Last week, the government summoned Turkey’s envoy to Sofia after reports that a Turkish minister had campaigned for the DOST party in Istanbul, where many Bulgarian citizens live.
Late on Thursday, it also recalled its own ambassador to Turkey for consultations. “It is true that there is a certain tension linked with one of the political parties, which is receiving support from the Turkish state, but we are taking measures that this does not continue,” caretaker premier Ognyan Gerdzhikov told reporters.
Bulgarians will vote in a snap parliamentary election on 26 March
Seeking to downplay the tensions with Bulgaria’s southern neighbour, Gerdzhikov said Turkey had tried to influence other Bulgarian elections since the fall of communism 26 years ago, and “now, there is nothing that is a way different”.
More than 400,000 Bulgarian nationals live in Turkey, most of them Bulgarian Turks descended from Ottoman-era Turkish settlers in the Balkans. Bulgarian Turks are estimated to be more than half a million of Bulgaria’s 7.2 million population.
Recalling an ambassador for consultations is a way of protesting that stops short of suspending diplomatic relations.
A new political party ‘DOST’ (‘friend’ in Turkish), was recently set up, led by Lyutvi Mestan, former leader of the DPS party (Movement for Rights and Freedoms) which historically represented ethnic Turks in Bulgaria.
Mestan left DPS under unclear circumstances last December and sought refuge in the Turkish embassy in Sofia.
Later, Mestan set up DOST with support from Ankara.
As the Bulgarian press reports, Turkish ministers openly urge Turkish nationals with Bulgarian citizenship to vote for the party in the neighbouring country. Turkey’s Minister of Labour, Mehmet Müezzinoğlu, promised Turkish dual nationals with irregular documents that they will not be fined upon their return if they go to Bulgaria to vote.
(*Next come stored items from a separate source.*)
Issue #792, opened 2022-08-04
Courseruns need upgrade deadlines


pdpinch:
We can't allow users to pay for a course after the upgrade deadline set in open edX, because the enrollment will fail. 

As a course team member, I want to set an upgrade deadline for instructor-paced courses, so that learners don't pay for courses that they cannot pass. 

As a marketing team member, I want to know the upgrade deadline so I can motivate learners to pay for a course, "before time runs out"  

#### Acceptance Criteria:

- [ ] Add an upgrade deadline to courseruns
- [ ] don't allow payments after the upgrade deadline has passed (because they are going to fail) 
- [ ] ~synchronize the upgrade deadline from open edX to the mitxonline application~

#### Out of scope from this ticket (Based on comments)
- [ ] synchronize the upgrade deadline from open edX to the mitxonline application (See https://github.com/mitodl/mitxonline/issues/842)

arslanashraf7:
A few questions/updates that I wanted to share/ask while working on this:

>don't allow payments after the upgrade deadline has passed (because they are going to fail)

Is there any behavior specified for this on the frontend side, e.g. if a course run upgrade deadline has passed?

1. (Not enrolled) Will we show enroll button? Should we allow free enrollments?
2. (Enrolled) We should hide `Get Certificate` button from everywhere. (Course Details page, Dashboard page)
3. If a user has multiple products and for some of them the `Upgrade Deadline` passed, should we not show those products on the cart or just remove them from the cart?

>synchronize the upgrade deadline from open edX to the mitxonline application

I tried to look around MIcromasters and MITxPRO for the usage of `Upgrade Deadline`, [MicroMasters has it](https://github.com/mitodl/micromasters/blob/master/courses/models.py#L227), but I'm not sure if we are syncing upgrade deadline with edX there?

In xPRO we use course detail API to sync some course attributes with edX e.g, Name, Enrollment start/end, etc. https://github.com/mitodl/mitxpro/blob/master/courses/utils.py#L271-L275.

I suppose when we say `Upgrade Deadline` we are talking about the field we set while creating `Verified` Course Mode in edX ?

[...]

PR #820, opened 2022-08-11
feat: add course run upgrade deadline

arslanashraf7:
#### Pre-Flight checklist

  - [x] Desktop screenshots
- [x] Migrations
- [x] Testing
  - [x] Code is tested

#792 

#### What's this PR do?
- Adds upgrade deadline to a course run
- Manages the enroll visibility based on upgrade deadline
- Manages cart checkout w.r.t upgrade deadline
- Manages Dashboard enrollments w.r.t upgrade deadline
- Manages course detail visibility on the basis of upgrade deadline
- Removed unused imports from some frontend js file

There are a couple of cases this should be tested with But also take a look at the communication on the ticket:
- Make sure to have courses sets with & without products
- Setup on this branch and without doing anything this should work the same as above (In this case the upgrade_deadline will be empty so it should behave the same for courses with/without product)
- Set an upgrade deadline in the future for the course run, Open the course detail page, and enroll. (The enroll button should work fine as it used to e.g. A modal in case of a product and directly enroll in case of no product)
- Now set the upgrade_deadline for the course run in past, The enroll button should not show the Upgrade modal.
- Enroll in the course (free mode), Visit Dashboard, and see you don't see the `Get Certificate` button there as well
- Visit the course detail page(of the above-enrolled course) and check that you see `Get Certificate` card.
- Now set a future upgrade_deadline and add the course to the cart, now change the upgrade deadline in past and try to checkout, it should show an error that a course in the cart can not be upgraded
- If you think of more scenarios to check this with (try them)

- Would be good to give a quick look at removed imports in frontend/js code to make sure they were really unused

**COURSE UPGRADE DEADLINE IN PAST**

**When a user tries to checkout with a course with upgrade_deadline in the past**
Screenshot 2022-08-15 at 5 10 37 PM

**When a user is enrolled in a course with valid product but the upgrade_deadline is in past**
Screenshot 2022-08-15 at 5 10 12 PM

**When a user is enrolled in a course free mode with a product but upgrade_deadlin is in past (He doesn't see `Get Certificate` button the dashboard)**
Screenshot 2022-08-15 at 5 10 21 PM

**COURSE UPGRADE DEADLINE IS EMPTY OR IN THE FUTURE**

**Course Detail Page**
Screenshot 2022-08-15 at 5 17 37 PM

**Dashboard Page**
Screenshot 2022-08-15 at 5 17 45 PM

**Enroll button click**
Screenshot 2022-08-15 at 5 18 05 PM


frontend/public/src/lib/courseApi.js
```diff
@@ -52,3 +52,9 @@ export const generateStartDateText = (run: CourseRunDetail) => {
 export const isFinancialAssistanceAvailable = (run: CourseRunDetail) => {
   return run.page ? !!run.page.financial_assistance_form_url : false
 }
+
+export const isUpgradable = (run: CourseRunDetail) => {
```
rhysyngsun, line 56: Since you already have this ;logic on the backend (`CourseRun.is_upgradable`), we should just serialize that in addition to the deadline itself and use that on the frontend. That way if the logic ever changes there's only one place to do so.

frontend/public/src/lib/notificationsApi.js
```diff
@@ -56,6 +57,11 @@ export function parseStoredUserMessage(
     msgText =
         "We're sorry, your country is currently blocked from enrolling in this course."
     break
+  case USER_MSG_TYPE_COURSE_NON_UPGRADABLE:
+    alertType = ALERT_TYPE_DANGER
+    msgText =
+        "The upgrade deadline for a course in your cart has passed. Please try later."
```
rhysyngsun, line 63: This message could be interpreted as meaning the learner could try tomorrow or next week, which won't be the case.

Maybe having it be something like:

> The upgrade deadline for a course in your cart has passed. You can retake and pay for this course the next time it runs.

CC @pdpinch

rhysyngsun (changes requested):
Code review

frontend/public/src/lib/courseApi.js
arslanashraf7: This makes sense. I've applied this while addressing feedback.

frontend/public/src/lib/notificationsApi.js
arslanashraf7: This probably makes more sense, I've updated this text.

rhysyngsun (approved):
LGTM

The move by Bulgaria’s interim government, which has limited powers, follows a row between Ankara and The Hague in the run-up to this week’s Dutch election which saw Turkish ministers banned from holding rallies in the Netherlands.
Other European Union countries including Germany have also angered President Recep Tayyip Erdoğan by barring campaigning among Turkish expatriates to drum up support for a referendum in April that would increase Erdogan’s powers.
“The interim government is concerned that Turkey may create tensions that go beyond the normal diplomatic process, as it happened in the Netherlands,” said Vessela Tcherneva, Sofia-based analyst with the European Council on Foreign Relations.
“The problem is that if Turkey presses on, the Bulgarian nationalists may try to block the border to prevent Bulgarian citizens from Turkey crossing into the country to cast their ballots, and that will create a scandal.”
The spat with Turkey was credited with giving centre-right Dutch prime minister Mark Rutte a last-minute boost in the polls after an election campaign in which immigration and integration were key issues.
Opinion polls suggest the nationalist coalition United Patriots will come third in a tight race for the Bulgarian parliament and play a key role in forming the next government. Support for the party has grown as a result of Europe’s migrant crisis.
DOST, which split from the traditional ethnic Turkish MRF party last year, is not expected to pass the minimum threshold to win seats.
Bulgaria seeks to maintain good relations with Turkey, which it shares a 260 km border with and relies on to stem a possible increase in migrant inflows.